“O seu time está preparado para bater metas?”, buzina a placa publicitária na rua João Negrão. Um homem de camiseta regatas carrega um botijão nas costas. Um guarda municipal mancha um amontoado de cobertores e trapos com sua sombra. Um apito soca o ar, uma van dá ré na vaga em frente à marquise ocre do prédio da Universidade Federal do Paraná.
A cidade quebra-se em cacos, eu os apanho como posso, puxado pelas pernas que me levam para a rodoferroviária. Têm uma meta, resgatar minha carteira de documentos na URBS, órgão responsável pelo transporte público de Curitiba. Não sabiam ainda, mas seu destino é um escritório exclusivo para atendimento a taxistas. E passageiros descuidados que largam objetos em seus veículos.
No mezanino da rodoferroviária, uma garganta de vidros e esquadrias cinza engolia o fim do corredor. Um punhado de gente se distribuía em frente a um guichê. No painel de vidro, cariado por cartazes e duréques soltos, avisavam: Agendamento pela internet.

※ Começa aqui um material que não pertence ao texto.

PR #1840, opened 2022-11-24
Use a fixed submitTime in time based checks in Problem.pm and GatewayQuiz.pm

taniwallach:
In `Problem.pm` change the code to use a fixed `submitTime` value during all the processing related to time base conditionals, and in particular when determining if the recorded score/answers should be updated.

The time being tested in `compute_reduced_score` should also depend on the recorded `submitTime` (and not the current time) so is passed to that subroutine as an additional parameter.

For `GatewayQuiz.pm` use the already saved `$timeNow` as the submission time which gets passed to `compute_reduced_score`. I hope that is a correct approach for gateways.

One other conditional test in `GatewayQuiz.pm` was also modified to depend on `$timeNow` (line 1659).

Update: Several more tests in `GatewayQuiz.pm` will use the saved `submitTime` when they would have used a new call to `time()` otherwise.

---

Motivation: I seem to have encountered a case where the `answer.log` file recorded an answer with the time being listed as several seconds after the deadline, but the score itself was apparently not updated. This behavior is not consistent, first because the log record reports the submission as being after the deadline and also in terms of the score not having been updated. The only potential cause I could come up with for the inconsistent records was the fact that in `Problem.pm` the various calls to time based tests (`before`, `after`, and `between`) were not providing a "now" time, so that in potential the time could change enough to cross a boundary during the processing.

~~Note: The time entry at the start of the `answer.log` file lines is **not** dependent on the actual submission time.~~

Updated note: The time entry at the start of the `answer.log` file lines **will now be** the actual submission time. 

Until this PR the  logged `timestamp` value also was not (it was the time just before the call to create the log record). After this PR, the timestamp in the log record and that set in the past answer table will use the determined submitTime and not the time just before the records are created. Hopefully that will prevent records being saved for submissions with a time "just after" a deadline. 

~~However, the formatted time at the beginning of the log record will still be the creation time of the log record and not the submission time.~~

### DIFF
--- a/lib/WeBWorK.pm
+++ b/lib/WeBWorK.pm
@@ -78,7 +78,7 @@ our %SeedCE;
 async sub dispatch {
 	my $controller = shift;
 	my $r          = WeBWorK::Request->new($controller);
-	$r->submitTime(time); # this is Time::HiRes's time, which gives floating point values
+	$r->submitTime(time);    # this is Time::HiRes's time, which gives floating point values
 
 	my $method    = $r->req->method;
 	my $location  = $r->location;
--- a/lib/WeBWorK.pm
+++ b/lib/WeBWorK.pm
@@ -78,6 +78,7 @@ our %SeedCE;
 async sub dispatch {
 	my $controller = shift;
 	my $r          = WeBWorK::Request->new($controller);
+	$r->submitTime(time); # this is Time::HiRes's time, which gives floating point values
 
 	my $method    = $r->req->method;
 	my $location  = $r->location;
--- a/lib/WeBWorK/ContentGenerator/GatewayQuiz.pm
+++ b/lib/WeBWorK/ContentGenerator/GatewayQuiz.pm
@@ -33,7 +33,7 @@ use WeBWorK::PG;
 use WeBWorK::PG::ImageGenerator;
 use WeBWorK::PG::IO;
 # Use the ContentGenerator formatDateTime, not the version in Utils.
-use WeBWorK::Utils qw(writeLog writeCourseLog encodeAnswers decodeAnswers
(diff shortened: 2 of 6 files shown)


drgrice1:
It seems that a much better way to do this would be to store a timestamp in the request.  This should be set in the `dispatch` method of `lib/WeBWorK.pm`.  Then any of the content generator methods could use that to compare to the time at the start of the request.  An accessor for this could be added in `lib/WeBWorK/Request.pm`.

Also, make sure to run `bin/dev_script/run-perltidy` on this.

taniwallach:
@drgrice1 Thanks. I will try to make those changes soon and then run perl-tidy. Will probably do a force push once there is a new approach.

taniwallach:
@drgrice1 I think I have now implemented it the way you suggested.

I also changed `GateWay.pm` to use the recorded value where it would have used a newly generated `time()` value.

The `version_creation_time` fields set by `GateWay.pm` now share the same value, but in that case a new call to `time()` is made, but just once now.

taniwallach:
I added code so that the answer log will record the request submission time instead of the time when the log record was generated.

@pstaabp I cannot think of any good way to trigger the issue of a deadline passing between time based tests except by hacking the existing code to somehow add a delay between some of the tests. I think it makes more sense to review the code changes and just verify that the code still differentiates between before deadline, after deadline, after answers date. Testing for when a problem is in reduced scoring may also be relevant.

pstaabp (approved):
This looks good and hopefully fixes this edge case.  Couldn't figure out how to test it.  Everything seems to run as it should and the code looks fine.

drgrice1 (approved):
I think this looks good.

drgrice1:
Two approvals.  Time to merge!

O povo ali resolvia pendências com o cartão transporte, sem o qual não vamos nem voltamos pela cidade nas linhas de ônibus locais. Nada de táxi. Meu guichê era outro.
Duas perguntas mais tarde, cheguei. Porta fechada, placa de Aberto. Meus dedos bateram no retângulo envidraçado da porta. Um funcionário abriu, “Já vão te atender”. Cadeiras e guichês vazios. Ninguém. Biombos encardidos degolavam o espaço pelo meio, vozes metalizadas saltavam por cima deles. Nenhum computador no horizonte. O atendente veio. Cabelo pretíssimo grampeado nas laterais do crânio, camisa listrada puída dentro da calça de tergal. Me senti na década de 1980. Só faltou alguém entrar com um cigarro na boca. Falava de pé, fez algumas perguntas, não sabia bem o que fazer, transformou a devolução da carteira numa operação cartorial. Saí com ela e um papelucho xerocado, debuxado com três assinaturas mais a minha. Conheceu o lixo.
“Estacione e leve a chave”, alertou em redondilha maior a tabuleta na André de Barros. Um advogado passou ganindo charadas no celular — “Imune à glosa penal! imune à glosa penal!”. A frase mais batida das placas de rua, COMPRO CABELO, acotovelava-se com a OPEN HAIR, NADY MODAS, AFRO HAIR e ABALLE ELETRÔNICOS. Me deu saudades da CELLFIE do Pilarzinho, estabelecimento que alimenta os neologismos e a fome por acessórios eletrônicos do bairro onde moro. Mas tinha muito que caminhar, foi o que minhas pernas deram a entender com um tranco desamigável.
— O seu time está preparado para bater metas?, tive a impressão de ouvi-las dizer.